I was feeling fine – better than fine, actually. I felt balanced and reasonable. And that was perhaps the most terrifying realization of all – that this centered, rational person felt simultaneously like me and not-me. If a few bacterial strains could so fundamentally alter my emotional landscape and decision-making patterns, then what exactly constituted the “real me”?
The data was unambiguous. Across all psychological metrics, my responses varied wildly depending on what bacterial populations I was cultivating. My risk assessment, creativity, social inclinations, even my baseline anxiety levels – all shifted predictably based on dietary interventions known to influence gut bacteria.
As I compiled the final experimental results (carefully documented in a 127-page report that no academic journal would ever publish due to its sample size of exactly one), I found myself facing a profound existential question: If my thoughts, feelings, and decisions could be so dramatically manipulated through bacterial population management, how much of what I consider “me” is actually… me?
The philosophical implications are staggering. We walk around with this comforting narrative that we are singular, consistent entities making conscious choices. But my data suggested something far messier – that “I” am more of a collective output, a constantly shifting negotiation between my human cells and the trillions of microbial cells that call my body home.
Dr. Khatri, my former advisor, was uncharacteristically interested when I shared my findings. “Your methodology is ethically questionable as always, Jamie, but the subjective experiential data is fascinating,” he admitted. “Though I should point out that correlation doesn’t equal causation.

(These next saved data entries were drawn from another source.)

PR #646, opened 2024-03-25
Add plugin list page

superstar54:
We foresee more plugins coming, and they may be developed by other developers and in other repositories. To help users easily find and manage the plugins, this PR adds a new plugin list page.

## Plugin registry
User can add their plugin entry point into the `plugins.yaml` file in this repository.

## Home page
On the home page, I added a new **Preference** section on the right side of the logo. For the moment, there is only the `plugin list` item, but we can add more user preference items in the future.

## Plugin list page
The UI has the following features:
- **Accordion Display for Plugins**: Each plugin is listed within an accordion-style component. This design keeps the interface clean and organized, allowing users to quickly scan through available plugins. The accordion's title bar displays essential information:
  - Plugin Name: Clearly indicates the name of the plugin for easy identification.
  - Installation Status: An icon indicator shows whether the plugin is currently installed.
- **Expandable Details**: Users can interact with the accordion to expand it, revealing more detailed information about each plugin.
- **Install button and remove button.**

Despite the `AppStore`'s extensive features, I opted against using it due to its complexity and lack of fit for this specific application.

## Demo
https://github.com/aiidalab/aiidalab-qe/assets/11457659/e1c37567-e1e6-486a-8083-906da8f5e851

## Future improvement
After this PR, open issues on
- [ ] version control, add `Update` button.
- [ ] add search bar

PR #657, opened 2024-04-03
Add job list page

### LINKED ISSUE #515: Add search page
In the last AiiDAlab meeting, we discussed the possible improvement for selecting (searching) the workchain. One good option would be the search page introduced by @cpignedoli .
In the case of aiidalab-qe, some special designs are needed:
- a way to show the properties calculated by the plugins.
- the search page itself could be a plugin, and we need to expose the entry point for the logo page of the QE.

Some other useful features:
- search by keywords (label, group, etc)

superstar54:
To help users easily search and manage their jobs, this PR adds a new job list page. This is the first step to fix #515 .

## Home page
On the home page, I added a new **Utils** section on the right side of the logo. Currently, there is only the `job list` item, but we can add more items in the future, e.g., 'plugin list' in #646 .

## Job list page
- show a table of the processes: pk, ctime, state, relaxed, properties
- **delete button and inspect button.**

## Demo

https://github.com/aiidalab/aiidalab-qe/assets/11457659/d3ddfce2-d32f-46fc-a7a1-0d1bcc98874e

## Future improvement
After this PR, open issues on
- [ ] add search bar


AndresOrtegaGuerrero:
@superstar54  Nice, I will test it and let you know, I was wondering. If an user has a WorkChain , maybe lets say a bands , but the structure as an input is coming from another WorkChain, and by deleting the first node it deletes automatically all the linked nodes. Is this avoided?

superstar54:
> If an user has a WorkChain , maybe lets say a bands , but the structure as an input is coming from another WorkChain, and by deleting the first node it deletes automatically all the linked nodes. Is this avoided?

Good question. I will look into it and provide more information to the user when deleting nodes.

AndresOrtegaGuerrero:
@superstar54 I would suggest you add a section explaning that by deleting a node (QeWorkChain) all the associated and link nodes will be eliminated , as well as other calculations that might be linked with this node.

delete.ipynb
```diff
@@ -0,0 +1,64 @@
...
+    "    load_profile()\n",
+    "    ## delete the group\n",
+    "    _, was_deleted = delete_nodes([pk], dry_run=False)\n",
+    "\n",
+    "    if was_deleted:\n",
+    "\n",
+    "        print(f'Node {pk} deleted.')\n",
+    "\n",
+    "# Ask for confirmation\n",
+    "if input(f'Do you really want to delete node {pk}? [y/N] ').strip().lower() == 'y':\n",
```
AndresOrtegaGuerrero, line 36: Also display the number nodes associated, so the person know what nodes or workchains are being deleted

superstar54:
> I really like the job list, is easy to search through jobs. I could be nice if there is a choice to add some filters like, filter by state : Finished[0] , or properties. I guess in this page the search app from edan could be useful.

Thanks, I added basic search filters. We can use @edan-bainglass 's query builder when it's ready in the future.

Screenshot from 2024-04-08 17-04-14

superstar54:
from @cpignedoli and @giovannipizzi 
- Add label/description for search.
- allow edit the label/description.

superstar54:
Not delete a job, but hide it.

delete.ipynb
superstar54: Yes, I display the number of nodes to be deleted.

superstar54:
Hi @AndresOrtegaGuerrero , I made the changes as you suggested. Here is the screenshot of the page when user deleting a node. Could you please have another look?

Screenshot from 2024-04-24 07-39-26

delete.ipynb
```diff
@@ -0,0 +1,114 @@
+{
+ "cells": [
+  {
+   "cell_type": "markdown",
+   "metadata": {},
+   "source": [
+    "# AiiDAlab QauntumESPRESSO App\n",
+    "\n",
+    "<font color=\"red\"><b>Caution!</b></font> Deleting this job will also remove <b>all associated nodes</b>, including any related calculations and their respective results. This action is <b>irreversible</b>.\n"
```
AndresOrtegaGuerrero, line 9: `<font color="red"><b>Caution!</b></font> Deleting this job will also remove <b>all associated nodes</b>, including any workflows that share a common input structure, as well as various calculations and their respective results. <b>This action is irreversible.</b>`

delete.ipynb
```diff
@@ -0,0 +1,114 @@
+{
+ "cells": [
+  {
+   "cell_type": "markdown",
+   "metadata": {},
+   "source": [
+    "# AiiDAlab QauntumESPRESSO App\n",
```
AndresOrtegaGuerrero, line 7: AiiDAlab QuantumESPRESSO App

job_list.ipynb
```diff
@@ -0,0 +1,57 @@
+{
+ "cells": [
+  {
+   "cell_type": "markdown",
+   "metadata": {},
+   "source": [
+    "# AiiDAlab QauntumESPRESSO App\n",
```
AndresOrtegaGuerrero, line 7: # AiiDAlab QuantumESPRESSO App\n

AndresOrtegaGuerrero:
Hey Xing , it looks good to me , just check the few typos. I was wondering something, is it possible to check if the selected node to deete has other QeAppWorkChain associated ? and display this ? if not we can leave it for a future PR

delete.ipynb
superstar54: Hi Andres, thanks for the comment. 
> including any workflows that share a common input structure
It will not delete the workflows that share the input structure. It only deletes its descendants. 
- If QEApp jobs A and B use the same input structure, if A is deleted, B will not.
- If QEApp job A has an output structure and job B uses it as input, then if A is deleted, B will also be deleted. I added a check here, if this happened, user can not delete the job.

superstar54:
Hi @AndresOrtegaGuerrero , thanks for the review and suggestion. I have implemented the changes as you suggested.

> I was wondering something, is it possible to check if the selected node to deete has other QeAppWorkChain associated ? and display this ? if not we can leave it for a future PR


Yes, it's possible. I have added a check to see if there is a QEApp job using the outputs of the nodes that need to be deleted. If there is, the deletion will be blocked. Only after the user deletes the related QEApp job can the root one be deleted.

Screenshot from 2024-04-24 12-06-28

AndresOrtegaGuerrero (approved):
LGTM!

PR #663, opened 2024-04-04
add reminder text when users selecting property

### LINKED ISSUE #662: Tell people to check tabs when they activate the property checkboxes
Some plugins have setting panels, which will pop up when the user selects the property. However, people may not notice them. Tell people to check tabs when they activate some checkboxes like bands.

superstar54:
fix #662 

Here is a demo:

https://github.com/aiidalab/aiidalab-qe/assets/11457659/68b8190c-4f4d-4ff8-8561-6f606311360c


src/aiidalab_qe/app/configuration/workflow.py
```diff
@@ -94,9 +94,24 @@ def __init__(self, **kwargs):
...
+            if name in setting_entries:
+                reminder_text = ipw.HTML()
+            self.property_children.append(
+                ipw.HBox([self.properties[name], reminder_text])
+            )
+
+            # observer change to update the reminder text
+            def update_reminder_text(change, reminder_text=reminder_text):
+                if change["new"]:
+                    reminder_text.value = """(There is a setting panel available for this property on the top.)"""
```
AndresOrtegaGuerrero, line 109: What about like "Use the set panel for $property on top"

Your expectations might have influenced your experiences.”
He had a point. Maybe I’d just psychologically primed myself to feel different based on what I was eating. Except… I’d thought of that. During each phase, I’d included randomized double-blind days where Mei prepared identical-looking smoothies containing either the experimental dietary components or control ingredients. The psychological shifts consistently aligned with the actual contents, not my expectations.
I’ve since returned to my normal varied diet, finding a middle ground that feels like the version of myself I’m most comfortable with. But I can’t unlearn what I now know – that the bacteria in my gut form a kind of parliament, voting on my emotions through the chemicals they produce, influencing everything from how risk-averse I feel to whether I see the world as fundamentally good or inherently threatening.
The next time you have a “gut feeling” about something, remember – it might literally be your gut having the feeling. That sudden craving, mood shift, or intuitive decision? Perhaps it’s just your internal bacterial civilization sending chemical voting ballots to your brain.
As for free will… I’m still processing that philosophical quagmire. If my decision to attend that quantum biology conference was significantly influenced by my elevated Lactobacillus population, was it really my decision at all? The uncomfortable answer seems to be that “my decisions” are always collaborative projects between my human biology and my microbial co-pilots.
The strangest result of this entire experiment, however, is how it’s changed my relationship with my food. I now find myself hesitating before certain meals, wondering – am I feeding the version of myself I want to be tomorrow? It’s a question I never considered before, but one I suspect I’ll be contemplating with every bite for the rest of my scientifically confused life.